### TASK TO CARRY OUT:
All lines in the data that hold the word "easier" need copying.
============
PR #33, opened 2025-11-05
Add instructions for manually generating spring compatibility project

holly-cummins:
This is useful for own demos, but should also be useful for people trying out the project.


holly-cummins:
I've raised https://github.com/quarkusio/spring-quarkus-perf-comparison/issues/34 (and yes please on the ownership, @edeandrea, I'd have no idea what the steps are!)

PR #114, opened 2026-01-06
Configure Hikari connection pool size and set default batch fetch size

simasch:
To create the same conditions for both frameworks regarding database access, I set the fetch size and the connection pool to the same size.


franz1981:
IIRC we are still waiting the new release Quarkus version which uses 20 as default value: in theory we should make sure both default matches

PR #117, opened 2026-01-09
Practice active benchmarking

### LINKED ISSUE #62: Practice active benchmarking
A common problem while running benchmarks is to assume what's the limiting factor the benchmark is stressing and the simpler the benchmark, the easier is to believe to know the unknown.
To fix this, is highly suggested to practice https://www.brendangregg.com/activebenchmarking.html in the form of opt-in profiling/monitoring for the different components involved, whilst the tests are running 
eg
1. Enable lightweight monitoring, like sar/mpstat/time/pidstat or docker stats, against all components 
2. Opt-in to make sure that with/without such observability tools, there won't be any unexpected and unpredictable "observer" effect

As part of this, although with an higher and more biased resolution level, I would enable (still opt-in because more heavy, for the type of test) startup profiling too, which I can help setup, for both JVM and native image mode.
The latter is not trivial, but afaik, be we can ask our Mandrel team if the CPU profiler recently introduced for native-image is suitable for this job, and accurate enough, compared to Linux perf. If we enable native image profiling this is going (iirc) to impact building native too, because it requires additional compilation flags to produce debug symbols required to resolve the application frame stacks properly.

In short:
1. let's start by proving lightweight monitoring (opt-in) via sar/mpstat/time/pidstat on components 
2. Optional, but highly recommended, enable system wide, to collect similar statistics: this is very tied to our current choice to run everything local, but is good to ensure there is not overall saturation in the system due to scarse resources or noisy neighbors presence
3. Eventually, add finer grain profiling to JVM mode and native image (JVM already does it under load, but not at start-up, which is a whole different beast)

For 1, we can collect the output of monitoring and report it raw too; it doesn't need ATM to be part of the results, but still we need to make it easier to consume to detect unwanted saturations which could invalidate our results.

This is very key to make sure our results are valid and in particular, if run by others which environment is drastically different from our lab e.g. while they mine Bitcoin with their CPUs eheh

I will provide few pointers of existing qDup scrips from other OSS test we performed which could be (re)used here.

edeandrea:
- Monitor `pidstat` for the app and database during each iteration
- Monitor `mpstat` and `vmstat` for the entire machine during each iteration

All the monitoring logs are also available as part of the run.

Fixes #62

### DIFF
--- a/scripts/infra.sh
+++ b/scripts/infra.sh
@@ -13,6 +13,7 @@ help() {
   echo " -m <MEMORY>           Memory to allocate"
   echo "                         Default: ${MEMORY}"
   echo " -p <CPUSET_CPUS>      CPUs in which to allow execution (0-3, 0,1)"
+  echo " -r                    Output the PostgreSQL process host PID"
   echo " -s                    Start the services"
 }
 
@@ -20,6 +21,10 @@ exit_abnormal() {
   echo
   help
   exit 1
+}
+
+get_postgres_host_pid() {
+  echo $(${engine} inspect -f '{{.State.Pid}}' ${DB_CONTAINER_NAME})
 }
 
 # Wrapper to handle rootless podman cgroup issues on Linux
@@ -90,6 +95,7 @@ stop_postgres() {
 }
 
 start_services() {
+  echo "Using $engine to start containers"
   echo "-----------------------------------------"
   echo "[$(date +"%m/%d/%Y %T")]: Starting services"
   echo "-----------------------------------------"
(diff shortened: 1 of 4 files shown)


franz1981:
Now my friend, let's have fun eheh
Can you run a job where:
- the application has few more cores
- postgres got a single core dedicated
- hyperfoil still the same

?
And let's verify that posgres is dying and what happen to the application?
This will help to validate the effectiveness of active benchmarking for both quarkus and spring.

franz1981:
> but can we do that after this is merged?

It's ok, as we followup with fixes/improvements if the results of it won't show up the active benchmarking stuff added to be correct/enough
============
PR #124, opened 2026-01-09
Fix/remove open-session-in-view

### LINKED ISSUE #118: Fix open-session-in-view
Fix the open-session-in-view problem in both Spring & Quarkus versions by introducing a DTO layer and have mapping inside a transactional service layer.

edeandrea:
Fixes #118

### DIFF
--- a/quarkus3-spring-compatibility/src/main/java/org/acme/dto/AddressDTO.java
============
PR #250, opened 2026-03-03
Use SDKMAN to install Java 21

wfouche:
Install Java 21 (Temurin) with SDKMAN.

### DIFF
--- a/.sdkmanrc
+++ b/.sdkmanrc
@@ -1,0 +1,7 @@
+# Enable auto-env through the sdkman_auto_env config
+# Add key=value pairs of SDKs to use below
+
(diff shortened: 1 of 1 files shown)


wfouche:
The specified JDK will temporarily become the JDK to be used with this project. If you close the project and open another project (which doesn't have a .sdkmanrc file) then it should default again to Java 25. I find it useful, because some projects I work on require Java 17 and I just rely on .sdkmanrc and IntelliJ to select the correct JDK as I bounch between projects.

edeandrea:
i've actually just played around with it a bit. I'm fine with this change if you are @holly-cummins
============
### RESPONSE:
A common problem while running benchmarks is to assume what's the limiting factor the benchmark is stressing and the simpler the benchmark, the easier is to believe to know the unknown.
For 1, we can collect the output of monitoring and report it raw too; it doesn't need ATM to be part of the results, but still we need to make it easier to consume to detect unwanted saturations which could invalidate our results.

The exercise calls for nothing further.